▶ **Work item**
Copy verbatim the block of lines in the entries below whose first line contains "FWIW the project" and whose last line contains "2. do we get". Leave out all other lines.

(Records from a collection)
PR #354, opened 2018-03-13
Update package-lock and snapshots

yurist38:
# What does this PR do:

* Since we have this weird situation https://github.com/adriantoine/enzyme-to-json/issues/98 we have to update package lock to include last published version of that package
* Added `npmrc` setting to force the repo use package-lock

* Diff


yurist38:
Just updated readme file to use `npm ci` command instead

yurist38:
I had to update snapshots again. In this time I changed only one specific package version but tests still failed.

rbardini:
The dependency is directly related to snapshot creation, and the maintainers pulled the version because it had [breaking changes](https://github.com/adriantoine/enzyme-to-json/pull/91). That's probably why we have to update the snapshots again 🙂

PR #359, opened 2018-03-18
Remove wrong persist on markdown file

### LINKED ISSUE #351: "TypeError: e.persist is not a function" when pressing "Esc" while modal open
> All browsers

# Description
> After opening the modal and pressing "Esc" key, modal will throw error.

image

# Steps to reproduce
> 1 - Open any modal
> 2 - Hit extra keys

# Expected results
> Modal closes with no error

# Actual results
> Error is throw

leandrooriente:
#### What does this PR do:

Fix #351

### DIFF
--- a/components/modal/modal.md
+++ b/components/modal/modal.md
@@ -130,8 +130,7 @@ Basic Modal:
             <Modal
               active={state.isOpenModalWithCard}
               isSmall
-              onClose={(e) => {
-                e.persist();
+              onClose={() => {
                 setState({ isOpenModalWithCard: false });
               }}>
                 Modal Content


components/modal/modal.md
```diff
@@ -130,8 +130,7 @@ Basic Modal:
             <Modal
               active={state.isOpenModalWithCard}
               isSmall
-              onClose={(e) => {
-                e.persist();
```
AlleeX: Probably will be better to use like this? `e && e.persist();`

leandrooriente: But why do we need this?

AlleeX: Checked. For now it works fine without persist(). Thanks ;)

Issue #712, opened 2022-11-30
 POM and product version changes for 4.27 release


akurtakov:

akurtakov:
This one is done

PR #714, opened 2022-11-30
Bump versions for 4.27 stream

akurtakov:
Tracked in
https://github.com/eclipse-platform/eclipse.platform.releng.aggregator/issues/712


akurtakov:
Merge as this would not succeed until all pom versions are bumped.

PR #746, opened 2022-12-08
Fix checkComposites script

akurtakov:
Only 4.27 and 4.27-I-builds exist and are in development so nothing else should be checked.


akurtakov:
Verification build won't execute this script thus merged directly.

PR #748, opened 2022-12-08
[SDK-TP] Remove javax.servlet.jsp from Eclipse-Orbit

HannesWell:
A more recent javax.servlet.jsp from Maven-Central was added in https://github.com/eclipse-platform/eclipse.platform.releng.aggregator/pull/407 so the old one from Eclipse-Orbit is probably obsolete.

But the build will tell if not.


HannesWell:
Created https://github.com/eclipse-platform/eclipse.platform.common/pull/101 as an attempt to migrate to the new javax.servlet.jsp-api bundle.

.gitmodules
```diff
@@ -22,7 +22,7 @@
   url = https://github.com/eclipse-platform/eclipse.platform.git
 [submodule "eclipse.platform.common"]
   path = eclipse.platform.common
-  url = https://github.com/eclipse-platform/eclipse.platform.common.git
+  url = https://github.com/HannesWell/eclipse.platform.common.git
```
HannesWell, line 25: This has to be removed before merging!

It is just to have some verification build for the changed in the doc bundle.

HannesWell: Reverted it.

Issue #740, opened 2022-12-05
SDK build broken since I20221203-0210


iloveeclipse:
SDK build broken since I20221203-0210, see 
- first fail: https://ci.eclipse.org/releng/job/Builds/job/I-build-4.27/11/console
- last fail: https://ci.eclipse.org/releng/job/Builds/job/I-build-4.27/15/console

The error is happening here:
```
output: /home/jenkins/agent/workspace/Builds/I-build-4.27/eclipse.platform.releng.aggregator/eclipse.platform.releng.aggregator/cje-production/siteDir/eclipse/downloads/drops4/I20221205-0050/buildlogs/reporeports/reports/versionChecksFeatures.html
08:22:38  all feature groups IUs
08:22:38  Number in reference from raw count:79
08:22:38  Number in reference from set: 79
08:22:38  Number in current from raw count:79
08:22:38  Number in current from set: 79
08:22:38  Number in reference missing from current: 0
08:22:38  Number in common in reference and current: 79
08:22:38  Number in current missing from reference: 0
08:22:38  Number in common in reference and current: 79
08:23:00  Unable to init server: Could not connect: Connection refused
08:23:00  P2analyze: Cannot open display: 
08:23:00  P2analyze:
08:23:00  An error has occurred. See the log file
08:23:00  /home/jenkins/agent/workspace/Builds/I-build-4.27/eclipse.platform.releng.aggregator/eclipse.platform.releng.aggregator/cje-production/tmp/reportApplication/p2analyze/configuration/1670224956496.log.
08:23:00  + [[ 13 -ne 0 ]]
08:23:00  + echo 'Failed in Generate Repo reports stage'
08:23:00  Failed in Generate Repo reports stage
08:23:00  + exit 1
```

@sravanlakkimsetti, @akurtakov : according to @mickaelistria 
```
I recently tried to update that application t newer Eclipse versions; I suspect this cause the issue. 
Can we have access to this /home/jenkins/agent/workspace/Builds/I-build-4.27/eclipse.platform.releng.aggregator/eclipse.platform.releng.aggregator/cje-production/tmp/reportApplication/p2analyze/configuration/1670057020766.log file?
```

iloveeclipse:
@sravanlakkimsetti : great, thanks! 
Can you please share **how** did you access the log files? Is any committer able to do this, or are there extra rights needed? In later case, can we modify the job so it can "list" or "publish" the workspace / build artifacts somewhere?

[...]

PR #750, opened 2022-12-09
Use the new location of the cbi p2repo-analyzers product

merks:


merks:
@akurtakov 

I reworked the p2-analyzers to promote builds to the location documented in the job:

https://ci.eclipse.org/cbi/view/p2RepoRelated/job/p2repo-analyzers/

I've also changed the default implementation to use Equinox for jar signing verification rather than launcher the jarsigner executable.  For the use in the simrel, this reduced the job time from ~30 minutes to ~2.5 minutes:

https://ci.eclipse.org/simrel/job/simrel.reporeports.pipeline/

I'm not sure if the verification job will actually verify that this change doesn't cause any problems.  I don't anticipate any.  

Note too that I also added a very crude test to make sure that the report generator actually runs without failures to prevent problems like this one in the future:

https://github.com/eclipse-platform/eclipse.platform.releng.aggregator/issues/740

akurtakov:
Thanks @merks ! It looks quite promising.
The verification build will not execute the repo analyzer so this would not get tested. I have few more releng changes and plan to launch extra I-build to verify them.

akurtakov:
Platform build went from 5 mins to 30 secs! Really nice speedup!

PR #752, opened 2022-12-09
Properly exclude native libs from source tarball

akurtakov:
Should have been done long ago when repos were merged.


akurtakov:
Verification build doesn't generate source tarball thus merge directly.

PR #754, opened 2022-12-09
Reduce smote tests

akurtakov:
Load on releng JIPP gets pretty high after build and tests get delayed thus smoke tests are no longer run on Java 11.
Groovy files no longer used like centos7 and ubuntu 18 and 20 are removed too.


akurtakov:
Verification build will not test these thus pushing directly.

PR #760, opened 2022-12-12
Test for more detailed error output

akurtakov:


akurtakov:
Merge as this at least gives better stacktrace of the failure.

Issue #755, opened 2022-12-09
Stop running I-build tests on Java 11


akurtakov:
There are the following reasons at least:
* Mac tests are no longer running on Java 11
* Reduce load on releng JIPP to delay test results less
* Unstable tests on Java 11 only https://github.com/eclipse-jdt/eclipse.jdt.core/issues/86
* All EPPs are already shipping with Java 17
* Bundles can stay on lower BREE (like Equinox does) but official tests are not run on these older JVMs
* Test dependencies (RedDeer) require Java 17 but it wasn't caught as I-build is not executing pde smartimport tests. See https://github.com/eclipse-platform/eclipse.platform.releng.aggregator/issues/648

akurtakov:
Let's not mix things. I'm in favor of what you ask but let's have your topic separately as this one is far more pressing need.

akurtakov:
First of all this issue is about not running tests on Java 11 for the reasons given. I really ask to not mix the topics here.
Second, everyone that cares about old releases should step up "right now" (tm) and help with these daily, boring things that currently committers can't keep up with. There hasn't been a clean build in months (at least) and actions have to be taken or even more things will degrade.

akurtakov:
This has been completed.

PR #762, opened 2022-12-13
Stop running tests on Java 11 on Linux

akurtakov:
Tracked in
https://github.com/eclipse-platform/eclipse.platform.releng.aggregator/issues/755


akurtakov:
Merge as verification build will not check these scripts, used by I-build only.

Issue #136, opened 2022-03-22
Update to Lucene 9


akurtakov:
This is major upstream release (see https://lucene.apache.org/core/corenews.html#apache-lucenetm-900-available ) making use of new Java features with significant speed improvements and no split packages (smth that hurt us multiple times in the past).
Change will go through Orbit as upstream is not OSGi artifacts.

iloveeclipse:
Is the fail related:
https://download.eclipse.org/eclipse/downloads/drops4/I20221215-1800/testresults/html/org.eclipse.ua.tests.doc_ep427I-unit-cen64-gtk3-java17_linux.gtk.x86_64_17.html

It started with **I20221215-0320** build.

```
expected:<[]> but was:<[java.io.FileNotFoundException: http://127.0.0.1:42945/help/topic/org.eclipse.ui.intro.universal/samples, java.io.FileNotFoundException: http://127.0.0.1:42945/help/topic/org.eclipse.ui.intro.universal/overview, java.io.FileNotFoundException: http://127.0.0.1:42945/help/topic/org.eclipse.ui.intro.universal/qroot, java.io.FileNotFoundException: http://127.0.0.1:42945/help/topic/org.eclipse.ui.intro.universal/whatsnew]>

java.lang.AssertionError: expected:<[]> but was:<[java.io.FileNotFoundException: http://127.0.0.1:42945/help/topic/org.eclipse.ui.intro.universal/samples, java.io.FileNotFoundException: http://127.0.0.1:42945/help/topic/org.eclipse.ui.intro.universal/overview, java.io.FileNotFoundException: http://127.0.0.1:42945/help/topic/org.eclipse.ui.intro.universal/qroot, java.io.FileNotFoundException: http://127.0.0.1:42945/help/topic/org.eclipse.ui.intro.universal/whatsnew]>
at org.junit.Assert.fail(Assert.java:89)
at org.junit.Assert.failNotEquals(Assert.java:835)
at org.junit.Assert.assertEquals(Assert.java:120)
at org.junit.Assert.assertEquals(Assert.java:146)
at org.eclipse.ua.tests.doc.internal.linkchecker.LinkTest.testAllLinks(LinkTest.java:76)
```

akurtakov:
It could be related although I have looked at it today and can't see how lucene is not relevant to what's actually part of the bundle.

iloveeclipse:
[...]

PR #767, opened 2022-12-15
Add Lucene 9.4.2 to target platform

akurtakov:
To allow building against it.
Tracked in
https://github.com/eclipse-platform/eclipse.platform.releng.aggregator/issues/136


akurtakov:
Nothing but addition to target platform thus merging.

PR #768, opened 2022-12-15
Remove lucene 8.4.1 from target platform

akurtakov:
Tracked in
https://github.com/eclipse-platform/eclipse.platform.releng.aggregator/issues/136


akurtakov:
Merge direclty to run I-build as changes are in multi repos and verification can't succeed.

PR #769, opened 2022-12-15
Update net.bytebuddy and org.mockito to the latest version

merks:


merks:
@akurtakov This is another generated update to the available versions.  Any concerns?

akurtakov:
If license check is fine it should be fine.

merks:
Apparently the license checker doesn't like it.

akurtakov:
@merks as you can see from previous comments there is some nice automation to auto open iplab issues. Use it in the future.

akurtakov:
Lucene is approved already for inclusion in Orbit so this is just iplab database issue. Failing build should no longer happen due to https://github.com/eclipse-platform/eclipse.platform.releng/commit/38a6546e18d6f3adcb37706a6e1d3f5787c54663 .

PR #771, opened 2022-12-15
Update tycho-build to 3.0.1

akurtakov:


akurtakov:
Failed license check is due to lucene being approved in iplab but licensecheck doesn't yet know about it.

Issue #1197, opened 2023-07-04
Eclipse 4.29 Prerequisites: EMF


MohananRahul:
Tracking issue for EMF. M1 is scheduled for July 7th.

jukzi:
After pulling this my workspace does not work anymore - unable to get com.sun.jna:
![image](https://github.com/eclipse-platform/eclipse.platform.releng.aggregator/assets/51790620/b88b8cc1-6d31-4a86-8f5d-2e9e45342fbd)

merks:
@HannesWell 

Since we added resolution of the actual *.target, there have been repeated such failures.  I had the same thing over the weekend and spent 20 minutes trying to clear various caches to make the problem go away.  

It's exactly like was commented elsewhere.  One can open the *.target file and it resolves but not when the targlet tries to resolve it.  I too see the same problem again now:

![image](https://github.com/eclipse-platform/eclipse.platform.releng.aggregator/assets/208716/0a95156d-cdf3-4c00-87f1-c592bd91f871)

Maybe it's related to the fact that the *.target resource is visible twice?

![image](https://github.com/eclipse-platform/eclipse.platform.releng.aggregator/assets/208716/3f9d7697-324d-4026-8c6f-375f30007da6)

@jukzi 

If you are desperate to get this to work, delete this:

![image](https://github.com/eclipse-platform/eclipse.platform.releng.aggregator/assets/208716/f71cddf9-65c1-49ae-a7d1-6ca93ed3bdbc)

merks:
After I opened "both"target files, then resolution worked afterwards:

![image](https://github.com/eclipse-platform/eclipse.platform.releng.aggregator/assets/208716/45bed998-635b-4c90-b8ff-813dbc29c641)

So this issue does appear to be related to the fact that the target is visible via to different IFiles.

merks:
I added something to the *.target and could reproduce the problem yet again.  But this time I modified the aggregator project such that it filters out the children of the eclipse.platform.releng.prereqs.sdk folder such that the *.target is visible only once in the workspace:

![image](https://github.com/eclipse-platform/eclipse.platform.releng.aggregator/assets/208716/ffd934dd-6b5c-43e4-8a3e-c71268576eca)

Then the resolution works properly.

So the underlying problem does appear to be the two IFile occurrences of the *.target.

@akurtakov 

[...]

PR #1255, opened 2023-08-16
Filter out the workspace content of folders that are nested projects

merks:
This is particularly relevant to avoid eclipse-sdk-prereqs.target appearing twice in the workspace.

https://github.com/eclipse-platform/eclipse.platform.releng.aggregator/issues/1197

### DIFF
--- a/.project
+++ b/.project
@@ -8,4 +8,15 @@
 	</buildSpec>
 	<natures>
 	</natures>
+	<filteredResources>
+		<filter>
+			<id>1692173149981</id>
+			<name></name>
+			<type>30</type>
+			<matcher>
+				<id>org.eclipse.ui.ide.multiFilter</id>
+				<arguments>1.0-projectRelativePath-matches-true-true-(eclipse.platform.releng.prereqs.sdk|eclipse.platform.releng.tychoeclipsebuilder|oomph)/.*</arguments>
+			</matcher>
+		</filter>
+	</filteredResources>
 </projectDescription>


HannesWell:
Thanks Ed!

Never knew that this was possible. 😅

Can you tell If the root cause is in PDE or Oomph? I would be willing to fix that.

merks:
Sorry, no, I'm not sure the root cause.   

We do look the target up by name, org.eclipse.oomph.util.pde.TargetPlatformUtil.getTargetDefinition(String), and when there are two with the same name, it's anybody's guess which of the two will win. 

In org.eclipse.oomph.targlets.internal.core.TargletContainer.ComposedTargetContent.resolve(SubMonitor, boolean) we get the target definition (by name) and call org.eclipse.pde.core.target.ITargetDefinition.resolve(IProgressMonitor) on it, so the resolution failure appears to be happening purely in PDE and there's not much else we can do via the APIs to "force it to resolve properly".

mickaelistria:
FWIW, this change is breaking my workflow (not too bad, I can workaround it, I don't mind much, but it's food for thought): I do *not* open all projects in my workspace, I have the root code tree and *some* modules I am developing or testing open as project, other remain folders. The eclipse-sdk-prereqs module is for example never open as a project (because it's not useful to me) and I'm happy that I don't have to do it.
With this change, the folder becomes fully hidden in my workspace.
The workaround is to remove the resource filter from .project.

PR #1257, opened 2023-08-20
Remove org.hamcrest.core 1.3.0

merks:
It's no longer needed nor used.


merks:
@iloveeclipse 

FYI, I'm going to remove the older version, because I think it's not used and not needed **and** removing it might get rid of the spurious org.hamcrest.core.source 1.3.0 from the p2 repository.

iloveeclipse:
Thanks.

Issue #1199, opened 2023-07-04
Eclipse 4.29 Prerequisites: Orbit


MohananRahul:
Tracking issue for Orbit. M1 is scheduled for July 7th.

jonahgraham:
No new orbit for M1

merks:
Ideally we would use bundle org.hamcrest 2.2 , which is available now but there is some use of org.hamcrest.core that needs to be cleaned up:

![image](https://github.com/eclipse-platform/eclipse.platform.releng.aggregator/assets/208716/ebc9022f-6560-4871-81fe-d38343886f95)

HannesWell:
> Ideally we would use bundle org.hamcrest 2.2:

Yes please, that would be great.
We have to do some bnd-instruction magic in our TP to redirect org.hamcrest.core to org.hamcrest.
IIRC also org.junit requires it too, but it is probably from Orbit.
I can check it when back home.

merks:
FYI, see for related issues:

https://github.com/eclipse-orbit/orbit-simrel/issues/4#issuecomment-1650385614

merks:
@HannesWell 

Note that this makes me wonder why a consumer of a bundle must duplicate the package imports of that bundle.  Or is this a Tycho problem?  I haven't tested if PDE gets confused too, but I do recall "the package in directly required" errors in the past that always tempted me to reexport my required bundles...

HannesWell:
> Note that this makes me wonder why a consumer of a bundle must duplicate the package imports of that bundle. Or is this a Tycho problem? I haven't tested if PDE gets confused too, but I do recall "the package in directly required" errors in the past that always tempted me to reexport my required bundles...

I think the root of this problem is that problem is that the class org.junit.Assert has methods that have for example `org.hamcrest.Matcher` as argument `public static <T> void assertThat(T actual, org.hamcrest.Matcher<? super T> matcher);`
But these methods are deprecated in favor of the `MatcherAssert` class of the hamcrest bundle.

But actually when the `Assert` class is loaded the `org.junit` bundle class loader should be used and should find hamcrest.Matcher so that no NoClassDefFoundError should be thrown. So as long as one does not use Hamcrest my first guess would be that a test-bundle does not need to import it. And those that use it, it is actually ok to import the corresponding package. This is actually normal if only Import-Package is used: A bundle must list all packages it accesses, regardless of if methods from classes of other bundles return it.
[...]

PR #1261, opened 2023-08-22
Update to Orbit's rc1 milestone repository

merks:
https://github.com/eclipse-platform/eclipse.platform.releng.aggregator/issues/1199


akurtakov:
Isn't it better to switch to the stable url now?

merks:
How do you define stable? This is the latest, and the contents will not change. Any other existing url points at what is still a moving target which is best avoided I think.

merks:
For rc2 I will spin an orbit release and then there will be a final url with immutable content that will be permanently retained.  The url in this pr is retained until m1 of the 2023-12 release cycle.

PR #1264, opened 2023-08-23
Update mockito-core to 5.5.0

merks:


merks:
@akurtakov 

I'm not sure if "we" want further dependency updates at this point?   Please close this if the answer is no.

I expect this will fail and a qualifier touch is needed, but no point in doing that if the answer is no...

merks:
Note that the license check is kind of bogus too, this was opened and closed:

https://gitlab.eclipse.org/eclipsefdn/emo-team/iplab/-/issues/10160

But then the next build opened this duplicate:

https://gitlab.eclipse.org/eclipsefdn/emo-team/iplab/-/issues/10162

Which is closed now too...

PR #1275, opened 2023-08-28
Update snakeyaml to 2.2 and bytebuddy to 1.14.7

merks:


merks:
@akurtakov 

In think these are only updates that are used in test and infrastructure, so probably still okay.  But if you don't want these, please close the PR.  

 These are the versions that will be available in the Orbit release and are currently already available here:

https://download.eclipse.org/tools/orbit/simrel/orbit-aggregation/nightly/latest

akurtakov:
Only tests are relying on these so please merge when verification build is done.

PR #1279, opened 2023-08-29
A mapping rule is needed to map com.sun.jna to net.java.dev.jna:jna

merks:


merks:
Then ensures that the mapping is correct, e.g., 

image

PR #1325, opened 2023-09-07
Move P build from 4.28 based to 4.29

jarthana:
I am not very sure about all the changes here. All I have done is to update all the build related values to +1 - for e.g., 4.28 to 4.29 and 4.29 to 4.30 and so on. Perhaps we can wait till we have the 4.29 release build and update again, but just wanted to create the PR so we can track it.


jarthana:
@sravanlakkimsetti @MohananRahul Can you please check if the changes are fine. At this point, both Y and P builds are broken.

jarthana:
I have rewritten the original changes with just the pom changes that change the versions from 4.30.0-SNAPSHOT to 4.29.0-SNAPSHOT. I think it was wrong to reference 4.30 for the patch build.

akurtakov:
@jarthana Do you need this one merged?

MohananRahul:
PBuild is available from 4_29 maintenance, so this PR is not needed. @jarthana please confirm.

jarthana:
Agree, we already have the required changes in. This is redundant now. Closing this now.

PR #1348, opened 2023-09-13
backport: Update Batik to 1.16

gireeshpunathil:
Fixes:
* CVE-2022-42890
* CVE-2022-41704

/cc @akurtakov

### DIFF
--- a/eclipse.platform.releng.prereqs.sdk/eclipse-sdk-prereqs.target
+++ b/eclipse.platform.releng.prereqs.sdk/eclipse-sdk-prereqs.target
@@ -25,14 +25,6 @@
       <unit id="javax.servlet.jsp" version="2.2.0.v201112011158"/>
       <unit id="javax.servlet.jsp.source" version="2.2.0.v201112011158"/>
       <unit id="javax.xml" version="1.3.4.v201005080400"/>
-      <unit id="org.apache.batik.css" version="1.11.0.v20190515-0436"/>
-      <unit id="org.apache.batik.util" version="1.11.0.v20190515-0436"/>
-      <unit id="org.apache.batik.i18n" version="1.11.0.v20190515-0436"/>
-      <unit id="org.apache.batik.constants" version="1.11.0.v20190515-0436"/>
-      <unit id="org.apache.batik.css.source" version="1.11.0.v20190515-0436"/>
-      <unit id="org.apache.batik.util.source" version="1.11.0.v20190515-0436"/>
-      <unit id="org.apache.batik.i18n.source" version="1.11.0.v20190515-0436"/>
-      <unit id="org.apache.batik.constants.source" version="1.11.0.v20190515-0436"/>
       <unit id="org.apache.xmlgraphics" version="2.3.0.v20190515-0436"/>
       <unit id="org.apache.xmlgraphics.source" version="2.3.0.v20190515-0436"/>
       <unit id="org.apache.commons.logging" version="1.2.0.v20180409-1502"/>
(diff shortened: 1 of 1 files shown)


akurtakov:
I can't help with backports as I can't spend any time on verifying these backports are actually fine.

gireeshpunathil:
> I can't help with backports as I can't spend any time on verifying these backports are actually fine.

fair point, understood.

/cc @MohananRahul - pls review and take it forward!

gireeshpunathil:
I have converted this to a draft for now - looks like the other IUs in `pom.xml` need to be updated as well, when we point the repository location to the latest orbit that has the batik fix.

question is - will it have side effects? for example a unit `com.ibm.icu` will now move from `64.2.0.v20190507-1337` to match the available version `72.1.0.v20221115-2007` in the latest orbit. what if there are backward incompatible changes in the bundle? the major version here is seen as bumped by 8!

merks:
ICU4j has been bumping major versions for each release.  As far as I know, none of the major version bumps over the past years have caused a problem for any downstream consumers in SimRel....

gireeshpunathil:
> ICU4j has been bumping major versions for each release. As far as I know, none of the major version bumps over the past years have caused a problem for any downstream consumers in SimRel....

thanks Ed. But it was just an example, there are other IUs that will need to be updated as well, so I am just wondering about the objective of these dependencies when their versions can be `arbitrarily` moved!

I read somewhere that orbit is less maintained and recommended way is to use these IUs from maven directly.

pro: we can stick to any version we want
con: bloated syntax in the build config

what would you advise?

merks:
Orbit is being restructured:

https://github.com/orgs/eclipse-orbit/discussions/49

Yes, if a dependency is available at Maven central as an OSGi bundle, the restructured Orbit will prefer to use that.  Orbit provides the following repository with the latest such bundle versions, already PGP signed:

https://download.eclipse.org/tools/orbit/simrel/maven-osgi/nightly/latest

Indeed projects can do that themselves directly in their *.target as the Platform itself does.  (Such projects need to set up PGP signing for such bundles.)  In addition, Orbit generates reports for SimRel projects that do this, e.g., this report for the Platform:

https://github.com/eclipse-orbit/orbit-simrel/blob/main/report/maven-osgi/platform/REPORT.md

Orbit actually analyzes the *.target files of various SimRel project to compose a union. 

Projects can choose to use Orbit for direct-from-maven dependencies or can specify such things themselves.   The syntax is not so much more verbose than for an IU dependency. 

Given that the Platform has decided to use  maven locations with maven dependencies, it definitely makes the most sense to backport it **without** changing that design.

gireeshpunathil:
thanks @merks for the detailed explanation.

for this back port, I used a workaround of splitting the IUs to two different repo locations so that it is least disturbing. Will keep the enhancements for a future PR.

@MohananRahul - I have un-drafted it and is ready for review.

MohananRahul (approved):

laeubi:
> I can't help with backports as I can't spend any time on verifying these backports are actually fine.

I really wonder if it makes sense to backport third party updates... if I want the latest and greatest why not using the latest release then?

gireeshpunathil:
> I really wonder if it makes sense to backport third party updates... if I want the latest and greatest why not using the latest release then?

we always advocate for the latest and yet, there are consumers who cannot move with the same velocity - for numerous reasons.

laeubi:
> we always advocate for the latest and yet, there are consumers who cannot move with the same velocity - for numerous reasons.

But if they can't move forward, why can they do so for third party dependencies? That seems a bit strange and even if one wants a never third party one can simply install it anyways so it seems a bit half-way here to say some things *can* be upgrade but other not, how would you decide if one consumer says it can't use newer batik while another wants the latest version?

So for me the most consistent way would be to simply keep third party dependencies as-is and only backport functional/bugfix changes.

akurtakov:
FWIW the project doesn't do any builds from maintenance branches so all backports are quite useless for people/organizations not ready to do their own builds.

gireeshpunathil:
> But if they can't move forward, why can they do so for third party dependencies? That seems a bit strange and even if one wants a never third party one can simply install it anyways so it seems a bit half-way here to say some things can be upgrade but other not, how would you decide if one consumer says it can't use newer batik while another wants the latest version?

1. if you look at the back-port patterns, you will see it is largely security fixes. these consumers have organisational mandates to stay latest in terms of security and those are non-negotiable. So they do what it takes to `upgrade` parts of their installations to meet those mandates.
2. do we get request to upgrade any other part of SDK? no
3. how would I decide if one consumer wants X and another Y version of a component? we build patches on top of these back-ports and publish those. folks can download and install those patches into the SDK. Those who are not interested, don't do anything. The unit of patching is feature, and we use the standard feature patch semantics for this.
4. further, we maintain builds from these branches, so the consumers have a pool of SDKs to baseline and then enhance.

gireeshpunathil:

▶ **Exercise solution**
FWIW the project doesn't do any builds from maintenance branches so all backports are quite useless for people/organizations not ready to do their own builds.

gireeshpunathil:
> But if they can't move forward, why can they do so for third party dependencies? That seems a bit strange and even if one wants a never third party one can simply install it anyways so it seems a bit half-way here to say some things can be upgrade but other not, how would you decide if one consumer says it can't use newer batik while another wants the latest version?

1. if you look at the back-port patterns, you will see it is largely security fixes. these consumers have organisational mandates to stay latest in terms of security and those are non-negotiable. So they do what it takes to `upgrade` parts of their installations to meet those mandates.
2. do we get request to upgrade any other part of SDK? no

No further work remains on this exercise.